I will try to tell my view on the issues that you raised and hope that will clear things a little bit...
First, the idea is that the OAuth server is protecting some API or DATA, which third party applications (consumers) want to access.
If you do not have user accounts or data at your API behind the OAuth server, then why would a consumer application want to use your service - what is it going to get from you? That being said, I can't imagine a scenario, where you have an OAuth server and you don't have user accounts behind it.
If you just want to use OAuth for login of users, without providing user data through API, then it's better to use OpenID, but again you will have to have user accounts at your side.
Your point is correct that you make lookups via Consumer Key and (Your) User ID, and that is because of the protocol design.
The general flow is:
OAuth server (Provider) issues unauthorized Request Token to consumer application
Consumer sends the end-user to authorize the Request Token at the OAuth server (Provider)
After end-user authorizes the token, an access token is issued and given to the consumer (I've skipped some details and steps here, as they are not important for what I want to say, e.g. the consumer receives valid access token at the end)
On the authorization step, it's your OAuth server that create and save as a pair - which local user (local for the provider) authorized which consumer (consumer key-user id pair).
After that, when the consumer application want to access end-users DATA or API from Provider, it just sends the access token, but no user details.

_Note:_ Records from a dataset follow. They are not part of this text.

PR #815, opened 2023-12-18
docs: Highlight refactor points for Persistence

alexs-mparticle:
## Instructions

 ## Summary
 - Add work links around Persistence Module for future refactor initiatives

 ## Testing Plan
 - This is only updating comments and should not contain any code changes.

 - Closes https://go.mparticle.com/work/SQDSDKS-6022

### DIFF
--- a/src/persistence.js
+++ b/src/persistence.js
@@ -11,10 +11,7 @@ var Base64 = Polyfill.Base64,
 export default function _Persistence(mpInstance) {
     var self = this;
 
-    // TODO: Refactor all the checks for Storage API and Cookie Settings
-    //       into a mechanism that can be the single source of truth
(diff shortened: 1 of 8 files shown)


src/persistence.js
```diff
@@ -1019,7 +1019,6 @@ export default function _Persistence(mpInstance) {
             ),
             date = new Date(),
             key = mpInstance._Store.storageName,
-            // QUESTION: Should this code go below the `useCookieStorage` check?
```
rmi22186: Should there be a ticket for this one?

rmi22186 (approved):

src/persistence.js
rmi22186: Works for me

PR #816, opened 2023-12-19
fix: Add filtered user identities to identity complete methods

alexs-mparticle:
## Instructions

 ## Summary
 - Adds `filteredUserIdentities` parameter to IdentityComplete methods which some kits are expecting

 ## Testing Plan
 - Using a sample app with a web kit that uses the [web kit wrapper](https://github.com/mparticle-integrations/mparticle-javascript-web-kit-wrapper), verify that onIdentifyComplete, onModifyComplete, onLoginComplete and onLogoutComplete pass a second argument within the kit code.
 - [Google Analytics 4](https://github.com/mparticle-integrations/mparticle-javascript-integration-google-analytics-4) is a kit that expects this second parameter

 - Closes https://go.mparticle.com/work/SQDSDKS-5221
 - Should be merged after #817

### DIFF
--- a/src/forwarders.interfaces.ts
+++ b/src/forwarders.interfaces.ts
@@ -9,7 +9,7 @@ import { IKitConfigs } from './configAPIClient';
 import { UserAttributes } from './persistence.interfaces';
 import { IdentityApiData } from '@mparticle/web-sdk';
 
-// TODO: Create Distinct MPForwarder and Kit interfaces
+// TODO: https://go.mparticle.com/work/SQDSDKS-6035
 export type Kit = Dictionary;
 export type MPForwarder = Dictionary;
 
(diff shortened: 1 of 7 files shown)


src/forwarders.interfaces.ts
```diff
@@ -1,9 +1,18 @@
...
+    SDKEvent,
+    SDKEventCustomFlags,
+    SDKUserIdentity,
+} from './sdkRuntimeModels';
 import { Dictionary } from './utils';
 import { IKitConfigs } from './configAPIClient';
 import { UserAttributes } from './persistence.interfaces';
 import { IdentityApiData } from '@mparticle/web-sdk';
 
+// TODO: Create Distinct MPForwarder and Kit interfaces
```
rmi22186, line 12: Let's make a ticket and put that here instead of the description.

rmi22186 (changes requested):
Minor comment, otherwise lgtm

src/forwarders.interfaces.ts
alexs-mparticle, line 12:
```suggestion
// TODO: https://go.mparticle.com/work/SQDSDKS-6035
```

rmi22186 (approved):

PR #112, opened 2020-05-21
Update cucumber tests to use a whitelist.

winder:
Run the tests with a tags whitelist. When adding new functionality we will need to update the whitelist.

### DIFF
--- a/Dockerfile
+++ b/Dockerfile
@@ -5,9 +5,10 @@ RUN mkdir -p $HOME/py-algorand-sdk
 COPY . $HOME/py-algorand-sdk
 WORKDIR $HOME/py-algorand-sdk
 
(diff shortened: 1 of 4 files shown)


Dockerfile
```diff
@@ -5,9 +5,10 @@ RUN mkdir -p $HOME/py-algorand-sdk
 COPY . $HOME/py-algorand-sdk
 WORKDIR $HOME/py-algorand-sdk
 
+# SDK dependencies, and source version of behave with tag expression support
 RUN pip3 install git+https://github.com/algorand/py-algorand-sdk/ -q \
-    && pip3 install behave -q
+    && pip install git+https://github.com/behave/behave
```
EvanJRichard, line 10: maybe want to leave the `-q` in for `quiet`?

PR #113, opened 2020-05-23
Release 1.3.0

rotemh:
# Add
 - Clients for Indexer and algod API V2


EvanJRichard:
Leaving as a separate comment: we could move the suggestedParams-based transactions out of `future` for this release, but we want to wait for 2.0 since that would break backwards compatibility, right?

PR #120, opened 2020-06-16
Application call support

### LINKED ISSUE #94: Add support for applications to indexer client
- [x] Update client 
- [x] Implement steps for the integration test
- [x] Implement steps for the unit tests
- [x] Implement function to compare response file to object

### LINKED ISSUE #109: Implement Application Transaction support
Implementation 
- [x] Implement support for `Application` Transaction type
- [x] Implement a wrapper for each of the 7 types
- [x] Write an example

Testing 
- [x] Implement cucumber unitTests steps 
- [x] Implement cucumber Integreation steps

EvanJRichard:
# Summary
This PR proposes to add support to future TEAL application calls with a new transaction type, `ApplicationCallTxn` in package `future`. It also adds implementations for the corresponding cucumber unit and integration tests.

## Testing
Tests pass locally. Note that since `run_integration.sh`, the `Makefile`, and the `Dockerfile` target `algorand-sdk-testing:develop` (and so test against the version of `go-algorand` that doesn't yet have Application support), the application tests are not added to the whitelist in the `Makefile`.

## See Also
Closes #94 
Closes #109


test/steps/v2_steps.py
```diff
@@ -711,12 +883,125 @@ def expect_path(context, path):
...
+
+def operation_string_to_enum(operation):
+    if operation == "call":
+        return transaction.OnComplete.NoOpOC
+    elif operation == "create":
+        return transaction.OnComplete.NoOpOC
+    elif operation == "update":
+        return transaction.OnComplete.UpdateApplicationOC
+    elif operation == "optin":
+        return transaction.OnComplete.NoOpOC
```
winder, line 925: optin is 1

test/steps/v2_steps.py
```diff
@@ -711,12 +883,125 @@ def expect_path(context, path):
...
+            approval_program = bytearray(f.read())
+    if clear_program == "none":
+        clear_program = None
+    elif clear_program:
+        with open(dir_path + "/test-harness/features/resources/" + clear_program, "rb") as f:
+            clear_program = bytearray(f.read())
+    if app_args == "none":
+        app_args = None
+    elif app_args:
+        app_args = [bytes(arg, 'ascii') for arg in app_args.split(",")]
```
winder, line 961: Args is a little more complicated than this. I followed the goal format thinking that we might test string/int/address. 

`str:hello` would be `bytes('hello', 'ascii')`

test/steps/v2_steps.py
```diff
@@ -711,12 +883,228 @@ def expect_path(context, path):
...
+
+
+@given('I sign and submit the transaction, saving the txid. If there is an error it is "{error_string}".')
+def sign_submit_save_txid_with_error(context, error_string):
+    signed_app_transaction = context.app_transaction.sign(context.transient_sk)
+    context.app_txid = context.app_acl.send_transaction(signed_app_transaction)
+
+
+@given('I sign and submit the transaction, saving the txid. If there is an error it is "".')
+def step_impl(context):
```
winder, line 1094: you shouldn't need to define this twice

test/steps/v2_steps.py
```diff
@@ -711,12 +883,228 @@ def expect_path(context, path):
...
+    actual_base64 = encoding.msgpack_encode(context.signed_transaction)
+    assert (golden == actual_base64)
+
+
+@given('an algod v2 client connected to "{host}" port {port} with token "{token}"')
+def step_impl(context, host, port, token):
+    algod_address = "http://" + str(host) + ":" + str(port)
+    context.app_acl = algod.AlgodClient(token, algod_address)
+    # also need a v1 client for things like transaction_info
+    context.acl = legacyclient.AlgodClient(token, algod_address)
```
winder, line 1020: context.acl is already initialized by the "Background", no need to re-initialize it here

test/steps/v2_steps.py
```diff
@@ -711,12 +883,228 @@ def expect_path(context, path):
...
+
+@given('I sign and submit the transaction, saving the txid. If there is an error it is "".')
+def step_impl(context):
+    sign_submit_save_txid_with_error(context, "")
+
+
+@given('I wait for the transaction to be confirmed.')
+def step_impl(context):
+    sp = context.app_acl.suggested_params()
+    context.most_recent_pending_info = context.acl.pending_transaction_info(context.app_txid)
```
winder, line 1101: Move this after `status_after_block`. There is no application ID because it is still pending at this point.

EvanJRichard:
I changed the setup back to targeting `algorand-sdk-testing:develop`/latest `go-algorand`. Since that version of `go-algorand` doesn't have app-call support, I haven't added the application tests to the whitelist. But, I verified they do pass locally.

algosdk/future/transaction.py
```diff
@@ -87,20 +88,22 @@ def get_txid(self):
         txid = base64.b32encode(txid).decode()
         return encoding._undo_padding(txid)
 
-    def sign(self, private_key):
+    def sign(self, private_key, skip_rekey_check=False):
```
winder, line 91: Can we implement this without adding a public parameter? Maybe making the Signed transaction directly instead of pretending to sign it with a random key?

PR #123, opened 2020-06-23
[Found Work] fix incorrect size estimation exposed by test_unit.py

EvanJRichard:
## Summary
Rekey-to transaction support #110 changed size estimation. This caused slightly different values for fee calculation, and in turn, broke the golden comparison checks in `test_unit.py`. This PR proposes to change size estimation back to the legacy way, while maintaining the new automatic-auth-address detection feature of `sign`. 

## Testing
Manually ran `python3 test_unit.py` locally; allowed Travis to run rest of tests.

### DIFF
--- a/algosdk/future/transaction.py
+++ b/algosdk/future/transaction.py
@@ -82,12 +82,14 @@ class Transaction:
         txid = base64.b32encode(txid).decode()
         return encoding._undo_padding(txid)
 
-    def sign(self, private_key):
+    def sign(self, private_key, skip_rekey_check=False):
         """
         Sign the transaction with a private key.
 
         Args:
             private_key (str): the private key of the signing account
+            skip_rekey_check (bool, optional): if set to True, do not handle authorizing_address logic
+                (typically used for size estimation)
 
         Returns:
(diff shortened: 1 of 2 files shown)


algosdk/future/transaction.py
```diff
@@ -82,20 +82,22 @@ def get_txid(self):
         txid = base64.b32encode(txid).decode()
         return encoding._undo_padding(txid)
 
-    def sign(self, private_key):
+    def sign(self, private_key, skip_rekey_check=False):
```
algorotem, line 85: Do we expect the user to know when to use it?

EvanJRichard: I expect the user to ignore it, which is why it's defaulted to `False`. The function comment notes that `True` is `typically used for size estimation`. I could change it to do a separate, private `_sign_and_skip_rekey_check` instead, so it's not exposed to the user.

algorotem: If the user doesn't need to know about it. Let's make it private.

EvanJRichard:
Fix also implemented in reviewed and merged PR #120. PR is obsolete, closing.

PR #125, opened 2020-07-02
Fix test_integration

algorandskiy:


algosdk/future/transaction.py
```diff
@@ -1860,6 +1860,8 @@ def retrieve_from_file(path):
             txns.append(LogicSigTransaction.undictify(txn))
         elif "type" in txn:
             txns.append(Transaction.undictify(txn))
+        elif "txn" in txn:
+            txns.append(Transaction.undictify(txn['txn']))
```
algorandskiy, line 1864: same as `algosdk/encoding.py`, here is also lots of missed cases compare to the original one

algorandskiy:
The build failed with
```
@when(u'the parsed Dryrun Response should have global delta "Creator" with 2')
def step_impl(context):
    raise NotImplementedError(u'STEP: When the parsed Dryrun Response should have global delta "Creator" with 2')
make: *** [Makefile:2: unit] Error 1
Makefile:8: recipe for target 'docker-test' failed
```
that is non-related to this change, and I work on dryrun now.
@EvanJRichard

PR #139, opened 2020-08-07
[Draft] Evan/sort indexer dict

EvanJRichard:


test/steps/v2_steps.py
```diff
@@ -925,11 +925,30 @@ def step_impl(context, jsonfile):
...
         loaded_response = bytearray(f.read())
-    if context.response != json.loads(loaded_response):
+    # sort context.response
+    def recursively_sort_on_key(dictionary):
+        returned_dict = dict()
+        for k, v in sorted(dictionary.items()):
+            if isinstance(v, dict):
+                returned_dict[k] = recursively_sort_on_key(v)
+            elif isinstance(v, list) and all(isinstance(item, dict) for item in v):
+                if all('key' in item.keys() for item in v):
```
jasonpaulos, line 935: Nit: I think it's sufficient to use `'key' in item` instead of `'key' in item.keys()` here.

The OAuth server (Provider) then, can check by the token, which is the local USER ID that has authorized that token before that, in order to return user data or API functionallity for that user to the consumer.
I don't think that you can go without local users at your side, if you are a provider.
About the callback question, I think there's no difference if you have dynamic or static (on registration) callback URL in regard to how you handle OAuth sessions with consumer keys and user id. The OAuth specification itself, does not mandate to have a callback URL at all - it's an optional parameter to have, optional to send every time, or optional to register it only once in the beginning. The OAuth providers decide which option is best for them to use, and that's why there are different implementations.
When the provider has a static defined callback URL in the database, connected with a consumer, it is considered a more secure approach, because the end-user cannot be redirected to a 'false' callback URL.
For example, if an evil man steals the consumer key of a GreatApp, then he can make himself a consumer EvilApp that can impersonate the original GreatApp and send requests to the OAuth server as it was the original. However, if the OAuth server only allows static (predefined) callback URL, the requests of the EvilApp will always end at the GreatApp callback URL, and the EvilApp will not be able to get Access Token.